The proposal is to rely on the European Union Intellectual Property Office (Euipo), which manages trademarks and designs registered in the EU. The EUIPO would be responsible for managing an official register of exclusions, in standardized formats automatically readable by IT systems, so that AI providers can verify it before collecting data.
The issue of remuneration
The European cultural and creative sector, which includes cinema, music, publishing and journalism, is worth around 6.9 percent of the EU’s gross domestic product and employs around 8 million people. Allowing its contents to be used for free to train competing systems is, according to MPs, indirectly subsidizing big tech companies at the expense of the creators.
This is why Parliament calls for remuneration to be “fair and proportionate”, determined through good faith negotiations between rights holders and AI providers, and explicitly rejects the idea of a “blanket licence” that would allow providers to pay a single lump sum to train their models with any content.

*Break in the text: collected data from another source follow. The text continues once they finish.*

PR #1661, opened 2026-06-11
Replace credential store: zalando/go-keyring with timeout + file fallback

tomer-stripe:
## Summary

- Replaces unmaintained `99designs/keyring` (last release 2022) with `zalando/go-keyring`
- Eliminates macOS Keychain password prompts when running `--live` commands
- Adds file-based fallback store for headless Linux, containers, and D-Bus-unavailable environments
- Adds debug logging for credential store access (`--log-level=debug`)

## Problem

The old `99designs/keyring` library set per-application ACLs on keychain items via the legacy `SecAccessCreate` API. Every time the CLI binary changed (upgrades, dev rebuilds), macOS treated it as an untrusted application and prompted for the keychain password — often twice per invocation. "Always Allow" didn't persist across binary changes.

## Solution

`zalando/go-keyring` shells out to `/usr/bin/security` on macOS. Items stored this way use `/usr/bin/security` as the trusted application in their ACL, so reads never prompt regardless of which Go binary calls them.

A single `zalandoStore` wraps every keyring operation in a goroutine with a 3-second timeout — the same approach used by the GitHub CLI — so a hung D-Bus daemon on Linux times out cleanly instead of blocking forever.

When the OS keyring is unavailable (headless Linux, containers, D-Bus timeout), a `fallbackStore` transparently retries against a `fileStore` that writes a 0600-permissioned `credentials.json` in the Stripe config directory — mirroring the GitHub CLI pattern.

**Platform backends:**
- **macOS**: `zalando/go-keyring` → `/usr/bin/security` (zero prompts)
- **Linux**: `zalando/go-keyring` → D-Bus Secret Service, with file fallback on timeout/unavailable
- **Windows**: `zalando/go-keyring` → Windows Credential Manager

Uses a new service name (`stripe-cli` vs `StripeCLI`) to avoid touching legacy ACL-protected items. Users do a one-time `stripe login --live` after upgrading.

## Upgrade UX

- **Test mode commands**: No change, work immediately
- **Live mode commands**: One-time re-authentication message:
  ```
  your live mode API key needs to be re-configured. Run `stripe login --live` to re-authenticate
  ```
- After re-login: zero prompts forever, including across future upgrades

## Test plan

- [x] All CI checks pass (macOS, Ubuntu, Windows)
- [x] Lint clean (golangci-lint v2)
- [x] Unit tests for `zalandoStore` timeout behavior (injectable backend functions)
- [x] Unit tests for `fallbackStore`: primary-success, primary-failure-fallback, remove-both paths
- [x] Unit tests for `fileStore`: CRUD, missing-file, corrupt-JSON
- [x] Manual test: store key → read → rebuild binary → read again = zero prompts on macOS
- [x] Cross-compilation: `GOOS=linux`, `GOOS=windows` both build clean


pkg/config/keyring_darwin.go
```diff
@@ -0,0 +1,104 @@
...
+		return ErrKeyNotFound
+	}
+	return err
+}
+
+func (k *darwinKeychain) Keys() ([]string, error) {
+	out, err := exec.Command("/usr/bin/security", "dump-keychain").Output()
+	if err != nil {
+		return []string{}, nil
+	}
```
tomer-stripe: hm i thought we didn't need this with the zalando package. looking into it

vzhang-stripe (approved):

vcheung-stripe (changes requested):
There are some issues here I'm working out, requesting changes so it doesn't get merged.

pkg/config/profile.go
```diff
@@ -343,7 +277,7 @@ func (p *Profile) GetAPIKey(livemode bool) (string, error) {
 		p.redactAllLivemodeValues()
 		key, err = p.retrieveLivemodeValue(LiveModeAPIKeyName)
 		if err != nil {
-			return "", err
+			return "", errors.New("your live mode API key needs to be re-configured. Run `stripe login --live` to re-authenticate")
```
vcheung-stripe: `--live` is not a valid flag for `stripe login`

pkg/keyring/keyring.go
```diff
@@ -0,0 +1,247 @@
...
+}
+
+func (s *fallbackStore) Get(key string) ([]byte, error) {
+	logger := log.WithFields(log.Fields{"prefix": "keyring", "key": key})
+	logger.Debug("reading from credential store")
+	data, err := s.primary.Get(key)
+	if err == nil {
+		return data, nil
+	}
+	logger.WithError(err).Debug("credential store unavailable, reading from fallback file")
```
tomer-stripe, line 129: i forget, `logger.WithError` doesn't exit, right?

pkg/keyring/keyring.go
```diff
@@ -0,0 +1,247 @@
...
+		del:     zkr.Delete,
+	}
+}
+
+func (s *zalandoStore) Get(key string) ([]byte, error) {
+	type result struct {
+		val string
+		err error
+	}
+	ch := make(chan result, 1)
```
tomer-stripe, line 68: ooc how come some of these take place in channels?

pkg/config/keyring.go
```diff
@@ -0,0 +1,247 @@
...
+		logger.WithError(primaryErr).Debug("credential store unavailable during remove")
+	}
+	return nil
+}
+
+// fileStore persists credentials as a JSON object in a 0600-permissioned file
+// inside the Stripe config directory.
+type fileStore struct {
+	path string
+}
```
tomer-stripe: is this separate from our config file? should it be the config file?

pkg/config/keyring.go
```diff
@@ -0,0 +1,247 @@
...
+
+func newFileStore() *fileStore {
+	dir := getConfigFolder(os.Getenv("XDG_CONFIG_HOME"))
+	return &fileStore{path: filepath.Join(dir, "credentials.json")}
```
tomer-stripe: ah yes different file. is there a kind of intermediate migration we need since the configs are changing?

pkg/keyring/keyring.go
```diff
@@ -0,0 +1,247 @@
...
+
+func newSecureStore() SecureStore {
+	return &fallbackStore{
+		primary:  newZalandoStore(KeyManagementService),
+		fallback: newFileStore(),
+	}
+}
+
+// MemoryStore is an in-memory SecureStore for use in tests.
+type MemoryStore struct {
```
tomer-stripe: this is a nit: do we use this outside of the config package? wondering if we should keep it in the keyring test file so test things are colocated. not a strong opinion though

tomer-stripe: actually should we user afero memfs?

pkg/config/profile.go
```diff
@@ -343,7 +277,7 @@ func (p *Profile) GetAPIKey(livemode bool) (string, error) {
 		p.redactAllLivemodeValues()
 		key, err = p.retrieveLivemodeValue(LiveModeAPIKeyName)
 		if err != nil {
-			return "", err
+			return "", errors.New("your live mode API key needs to be re-configured. Run `stripe login` to re-authenticate")
```
tomer-stripe, line 281: so we will only show this to a user if they do live operations right? does that mean the credentials file above moves only the live keys or test too?

pkg/plugins/core_cli_helper.go
```diff
@@ -71,7 +70,7 @@ func (c *CoreCLIHelperClient) KeychainDeletePassword(key string) (bool, error) {
 }
 
 func (c *CoreCLIHelperClient) KeychainFindCredentials() ([]string, error) {
-	resp, err := c.client.KeychainFindCredentials(context.Background(), &proto.KeychainFindCredentialsRequest{})
+	resp, err := c.client.KeychainFindCredentials(context.Background(), &proto.KeychainFindCredentialsRequest{}) //nolint:staticcheck
```
tomer-stripe, line 75: how come the nolint here and in the file?

tomer-stripe (commented):
can you also make it so if a user logs in and we don't use a secure store we show a warning as part of the login flow?

pkg/keyring/keyring.go
vcheung-stripe: Confirmed it doesn't exit:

A particularly relevant aspect concerns past uses. Many of the AI models available today were trained years ago, when the rules were more ambiguous or simply ignored. Parliament asks the Commission to evaluate compensation mechanisms also for these past uses, recognizing that waiting for the establishment of a licensing market would leave those who have already been harmed without protection.
The press as a special case
The text pays particular attention to the press and information sector, considered strategic not only economically but also democratically. The concern is not only that newspapers are stripped of their contents without compensation but also that AI systems tend to select sources in a non-neutral way, favoring some newspapers over others or favoring information services produced by the technology companies themselves.